Thanks @gandronchik -- I will try and find time to re-review this PR over the next few days in light of the information above.
@alamb Hello! Have you had already time to check the PR?
@alamb Hello! Have you had already time to check the PR?
Hi @gandronchik sadly I have not had a chance. I apologize for my lack of bandwidth but it is hard to find sufficient contiguous time to review such large PRs when I don't have the background context.
My core problem is that I don't understand (despite your admirable attempts to clarify) what this PR is trying to implement, so it is very hard to evaluate the code to see if it is implementing what is desired (because I don't understand what is desired).
For example, all the examples of "set returning functions" in the links you shared in postgres appear to use those functions as elements in the FROM clause. For example,
select * from unnest(ARRAY[1,2], ARRAY['foo','bar','baz']) as x(a,b) →
So I am struggling to understand examples you share in the PR's description that show using these functions in combination with a column 🤔
select table_fun(1, col) from (select 2 col union all select 3 col) t;
So what would you think about implementing more general user defined table functions (that can return RecordBatches / streams as we have discussed above)? I think others would also likely use such functionality and it seems like it would satisfy the usecases from cube.js (?)

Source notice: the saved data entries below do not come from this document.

PR #10, opened 2017-05-30
Support Gradle 4.0

### LINKED ISSUE #9: Does not work with Gradle version 4
`org/gradle/script/lang/kotlin/KotlinDependencyHandler` has been renamed to `DependencyHandlerScope` which means that this plugin breaks.

Moving forward it may make sense to write an adapter or use the java API which may be a bit more stable across releases.

JLLeitschuh:
This removes the dependency upon the gradle script kotlin API
The API has changed in gradle 4.0 and does not have binary compatibility.

Closes #9

### DIFF
--- a/CHANGELOG.md
+++ b/CHANGELOG.md
@@ -5,6 +5,12 @@ All notable changes to this project will be documented in this file.
 The format is based on [Keep a Changelog](http://keepachangelog.com/)
 and this project adheres to [Semantic Versioning](http://semver.org/).
 
+
+## [Unreleased]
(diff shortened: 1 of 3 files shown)


sureshg:
Thanks for fixing this. When can we expect this to be published on Gradle plugin repo?

JLLeitschuh:
In an ideal world I'd have someone to review these changes, but in a project managed by one person...
I should merge and push a release.

JLLeitschuh:
Fixed in release 2.0.1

@alamb Hello! I think it will be easier to understand what I implemented here if you check how generate_series function works in Postgres. Just try to call the following requests:
1. select generate_series(1, 5);
2. select generate_series(1, n) from (select 2 n union all select 3 n) x;
3. select n, generate_series(1, n) from (select 2 n union all select 3 n) x;
4. select col from generate_series(1, 5) fun(col);
Before these changes, DataFusion had only udf (returns only one row per each input row) and udaf (returns one row per any count of input rows). My changes allow to return multiply rows per each input row.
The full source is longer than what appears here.